• **Stored data entries**
···

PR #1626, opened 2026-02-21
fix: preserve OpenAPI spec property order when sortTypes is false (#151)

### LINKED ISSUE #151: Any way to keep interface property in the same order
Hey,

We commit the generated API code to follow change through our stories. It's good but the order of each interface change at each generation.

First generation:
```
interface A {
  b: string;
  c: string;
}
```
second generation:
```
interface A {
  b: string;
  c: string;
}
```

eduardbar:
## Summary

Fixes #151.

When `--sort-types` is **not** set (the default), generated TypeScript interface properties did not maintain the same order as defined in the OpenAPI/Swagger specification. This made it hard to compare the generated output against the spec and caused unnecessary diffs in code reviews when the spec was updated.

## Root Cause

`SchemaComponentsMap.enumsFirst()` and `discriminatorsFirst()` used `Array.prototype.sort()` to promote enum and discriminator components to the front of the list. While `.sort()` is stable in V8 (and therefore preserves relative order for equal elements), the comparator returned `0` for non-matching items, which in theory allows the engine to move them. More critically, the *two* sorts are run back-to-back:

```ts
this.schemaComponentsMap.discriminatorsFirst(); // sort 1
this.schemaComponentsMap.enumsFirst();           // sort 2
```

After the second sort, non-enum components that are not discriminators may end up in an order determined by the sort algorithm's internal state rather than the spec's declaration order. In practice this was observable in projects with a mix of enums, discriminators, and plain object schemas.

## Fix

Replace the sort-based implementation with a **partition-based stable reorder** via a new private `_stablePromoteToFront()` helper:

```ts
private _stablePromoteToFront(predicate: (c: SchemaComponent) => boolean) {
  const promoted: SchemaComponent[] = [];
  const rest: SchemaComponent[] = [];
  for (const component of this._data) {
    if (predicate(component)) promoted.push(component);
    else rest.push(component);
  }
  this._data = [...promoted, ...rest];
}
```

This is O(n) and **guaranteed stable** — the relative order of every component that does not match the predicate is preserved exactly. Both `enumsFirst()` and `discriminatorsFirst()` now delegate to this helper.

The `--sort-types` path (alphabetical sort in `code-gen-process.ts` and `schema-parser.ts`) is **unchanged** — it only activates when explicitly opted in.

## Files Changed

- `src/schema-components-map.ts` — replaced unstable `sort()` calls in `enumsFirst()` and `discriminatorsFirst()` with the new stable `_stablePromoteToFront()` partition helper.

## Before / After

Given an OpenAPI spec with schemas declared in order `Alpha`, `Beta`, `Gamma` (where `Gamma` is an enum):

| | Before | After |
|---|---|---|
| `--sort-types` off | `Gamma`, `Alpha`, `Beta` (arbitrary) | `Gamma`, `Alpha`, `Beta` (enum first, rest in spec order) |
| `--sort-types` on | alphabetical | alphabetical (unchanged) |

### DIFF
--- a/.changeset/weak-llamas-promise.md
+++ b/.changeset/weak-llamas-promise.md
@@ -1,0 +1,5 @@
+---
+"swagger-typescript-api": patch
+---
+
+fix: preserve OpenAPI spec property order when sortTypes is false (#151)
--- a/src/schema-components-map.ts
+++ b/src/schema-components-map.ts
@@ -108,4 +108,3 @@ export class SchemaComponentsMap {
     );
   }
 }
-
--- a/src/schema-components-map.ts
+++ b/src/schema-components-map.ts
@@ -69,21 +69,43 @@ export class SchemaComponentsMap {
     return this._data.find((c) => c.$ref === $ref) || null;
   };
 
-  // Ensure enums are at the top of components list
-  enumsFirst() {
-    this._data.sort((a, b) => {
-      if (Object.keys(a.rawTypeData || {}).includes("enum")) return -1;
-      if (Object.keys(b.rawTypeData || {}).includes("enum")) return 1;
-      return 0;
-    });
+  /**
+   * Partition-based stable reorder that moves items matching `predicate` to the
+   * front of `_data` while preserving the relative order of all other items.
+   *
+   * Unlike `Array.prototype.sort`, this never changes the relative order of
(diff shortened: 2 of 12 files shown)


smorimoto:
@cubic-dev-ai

···

• **Problem statement**
Check every line above for the string "changeset", and copy the ones that have it.

• **Expected answer**
--- a/.changeset/weak-llamas-promise.md
+++ b/.changeset/weak-llamas-promise.md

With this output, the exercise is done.